**The task**. Look through the material below. Copy each line that contains the string "away".

[Dataset — start]

PR #672, opened 2026-07-14
fix(tui): stop the composer cursor blinking while typing or unfocused

euxaristia:
## Summary

- The composer's (prompt box's) text cursor blinked on a fixed 530ms timer unconditionally, including mid-keystroke, which made typing feel janky and disorienting since the cursor's job is to mark the current typing position.
- Gated the existing blink tick (`internal/tui/model.go`, `composerBlinkMsg` handler) on two states instead of an unconditional toggle:
  - **Actively typing** (a keystroke landed within the last 500ms, reusing the existing `lastCharTime` tracker): cursor stays solid.
  - **Unfocused** (new `terminalFocused` field, driven by `tea.FocusMsg`/`tea.BlurMsg`): cursor hides entirely, matching the convention in Vim/iTerm2/most editors that a hidden caret is the unambiguous "not active" signal.
  - **Idle and focused**: unchanged, blinks as before.
- Decoupled `view.ReportFocus` from the notifier (`m.notifier != nil` -> `true`). It was previously gated on notifier existence, which is effectively always true in production today, but left cursor-focus behavior fragile if that ever changes; focus reporting is a rendering concern independent of notification config.

## Linked issue

None. Direct user report about the blinking feeling janky while typing.

## Test plan

- [x] `go build ./...`
- [x] `go vet ./...`
- [x] `go test ./...` (all green except the same pre-existing, unrelated `internal/contextreport` failure that also fails on unmodified `main`)
- [x] `gofmt -l` clean
- [x] New unit tests in `internal/tui/model_test.go`: cursor stays solid while typing, hidden while unfocused, resumes blinking after refocus + idle, unchanged toggle behavior when idle+focused
- [x] Manual smoke test: built the binary and drove it inside `tmux`, diffing raw `capture-pane -e` output over time to confirm the actual rendered cursor styling toggles while idle, stays solid across consecutive keystrokes sent at 200ms intervals, disappears immediately after injecting a terminal blur escape sequence (`CSI O`) and stays hidden across a blink interval, then resumes toggling after injecting a focus escape sequence (`CSI I`) and waiting past the idle threshold

## Summary by CodeRabbit

* **Bug Fixes**
  * Improved composer cursor behavior: the caret hides when the terminal is unfocused, then resumes correctly on refocus.
  * Keeps the cursor solid while typing/pasting, and resumes blinking after an idle period.
  * Ensures caret rendering updates immediately on keypress/paste, including in the command-argument hint area.

* **Tests**
  * Added/expanded coverage for cursor visibility during typing, blur/focus transitions, idle blinking timing, immediate updates on keypress and paste, and rendering differences for the command-argument hint.

### DIFF
--- a/internal/tui/clipboard.go
+++ b/internal/tui/clipboard.go
@@ -63,6 +63,14 @@ func (m model) routePaste(content string) (tea.Model, tea.Cmd) {
 	// do it once here, before any early return, so both the bracketed-paste
 	// and right-click-paste paths are covered uniformly.
 	m = m.disarmCancelConfirmation()
+	// Same immediate-input transition as the keypress hook: text entering the
+	// composer must land the caret in its solid-while-typing state right away
+	// and refresh the typing timestamp. Without this, a paste right after the
+	// blink phase hid the caret leaves the newly populated composer caret-less
+	// until the next 530ms tick, and the stale timestamp makes that tick
+	// toggle instead of going solid.
+	m.lastCharTime = m.now()
+	m.composerCursorVisible = true
 	if content == "" {
 		// Empty text clipboard — the user may have pasted a screenshot.
 		// Probe the OS clipboard for image content asynchronously.
--- a/internal/tui/model.go
+++ b/internal/tui/model.go
@@ -1221,6 +1221,11 @@ func (m model) updateModel(msg tea.Msg) (tea.Model, tea.Cmd) {
 		if !keyIs(msg, tea.KeyEnter) {
 			m.lastCharTime = now
 		}
+		// Enter the solid-while-typing state right away: only composerBlinkMsg
+		// evaluates the typing threshold, so if the blink phase had just hidden
+		// the caret, the typed character would render caret-less for up to a
+		// full tick before the timer catches up.
+		m.composerCursorVisible = true
 		if m.setup.visible {
 			return m.handleSetupKey(msg)
 		}
@@ -1889,12 +1894,18 @@ func (m model) updateModel(msg tea.Msg) (tea.Model, tea.Cmd) {
 		return m, cmd
 	case tea.FocusMsg:
 		m.terminalFocused = true
+		// Sync the caret with focus immediately: leaving it to the next
+		// composerBlinkMsg tick can keep it hidden for up to a tick after the
+		// terminal regains focus (and, on blur below, leave it visible in an
+		// unfocused terminal for the same window).
+		m.composerCursorVisible = true
 		if m.notifier != nil {
 			m.notifier.SetFocused(true)
 		}
 		return m, nil
 	case tea.BlurMsg:
 		m.terminalFocused = false
+		m.composerCursorVisible = false
 		if m.notifier != nil {
 			m.notifier.SetFocused(false)
 		}
@@ -3499,7 +3510,7 @@ func (m model) composerLine(width int) string {
 	}
 	if argumentHint != "" {
 		input.SetWidth(0)
-		return fitStyledLine(commandArgumentHintComposerLine(input, argumentHint), width)
+		return fitStyledLine(commandArgumentHintComposerLine(input, argumentHint, m.composerCursorVisible), width)
 	}
 	previews := validComposerPastePreviews(state, m.composerPastePreviews)
 	displayState := composerDisplayStateForPastePreviews(state, previews)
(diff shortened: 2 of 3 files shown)


jatmn (changes requested):

## Findings

- [P2] Apply the new caret state at the input and focus transitions
  `internal/tui/model.go:1221`
  A keypress only records `lastCharTime`, while focus and blur only update `terminalFocused`; `composerCursorVisible` is changed solely by the next 530 ms `composerBlinkMsg`. If an idle tick has hidden the caret, the next character is rendered without a caret until a later tick; a blur likewise leaves a visible caret, and a refocus can leave it hidden, for up to a tick. This contradicts the solid-while-typing and hidden-while-unfocused behavior, and the added tests miss it because they explicitly send a blink message after every transition. Update visibility synchronously for the relevant key/focus/blur messages and cover the state immediately after each message.

- [P2] Route required-command hints through the caret visibility state
  `internal/tui/model.go:3778`
  When a slash command is awaiting a required argument, `composerLine` takes the `commandArgumentHintComposerLine` branch, which always calls `composerCursor` and never reads `m.composerCursorVisible`. Consequently that composer caret remains visible while the terminal is unfocused and never observes the new typing/idle blink rules. Pass the visibility state into this renderer (and add an argument-hint case) so this alternate composer path follows the same focus contract.

euxaristia:
Pushed ee2e157 for both findings, plus CodeRabbit's outside-diff comment, which described the same defect as the first finding.

- Keypress, FocusMsg, and BlurMsg now set composerCursorVisible in their own handlers instead of waiting for the next composerBlinkMsg tick. That closes all three windows: a typed character rendering caret-less after the blink phase hid it, a blur leaving a visible caret in an unfocused terminal, and a refocus keeping the caret hidden for up to a tick.
- commandArgumentHintComposerLine now takes the caret visibility state instead of painting its cursor cell unconditionally, so the required-argument hint path follows the same focus and blink contract as the main composer renderer.
- The new tests (TestComposerCursorShowsImmediatelyOnKeypress, TestComposerCursorSyncsImmediatelyOnFocusChange, TestCommandArgumentHintFollowsCursorVisibility) assert the state immediately after each message with no blink tick in between, which is the coverage gap the review pointed out in the earlier tests.

go build, go vet, and the tui test suite pass locally, except TestAltScreenTranscriptScrollKeepsFooterFixed, which fails on this branch without these changes and passes on current main, so it is a stale-branch artifact rather than a regression from this change.

jatmn (changes requested):

## Findings

- [P2] Apply the caret state when pasting into the composer
  `internal/tui/clipboard.go:58`
  `tea.PasteMsg` and right-click `clipboardReadMsg` both reach `routePaste`, which updates the editable composer without refreshing `lastCharTime` or `composerCursorVisible`. If the idle blink has just hidden the caret, pasting text leaves that newly populated composer caret-less until the next 530 ms tick; because the timestamp is stale, that tick toggles instead of entering the solid-while-typing state. This is the same immediate-input transition fixed for `tea.KeyPressMsg`, so refresh the caret/timing state for the composer-paste branch and cover a paste immediately after a hidden blink.

euxaristia:
Pushed a fix for the paste finding: routePaste now refreshes lastCharTime and sets the caret visible before any early return, covering both the bracketed tea.PasteMsg path and the right-click clipboardReadMsg path, so a paste immediately after a hidden blink renders a solid caret and the next tick holds solid instead of toggling off the stale idle timestamp. TestComposerCursorShowsImmediatelyOnPaste covers the hidden-blink-then-paste sequence with no blink tick in between.

Vasanthdev2004 (approved):
Approve. The three-state blink handler is clean  unfocused hides, active typing stays solid via the 500ms idle threshold, and idle+focused toggles as before  and syncing the caret immediately on keypress/paste/focus/blur closes the race where a tick could leave it in the wrong state for up to a full blink period. One thing worth a glance: ReportFocus is now always on (CSI ?1004h) regardless of notifier config, so terminals that previously never received focus events will now start sending them; it's a standard, widely-ignored DEC mode and the true default handles terminals that never emit events, but it does broaden the surface. New tests cover every branch and pass; the only failing test (TestHandleAddDirCommand) reproduces on clean origin/main and is unrelated.

jatmn (approved):
LGTM

kevincodex1 (approved):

[Dataset — finish]

**Response below**.
+	// composer must land the caret in its solid-while-typing state right away
+		// Enter the solid-while-typing state right away: only composerBlinkMsg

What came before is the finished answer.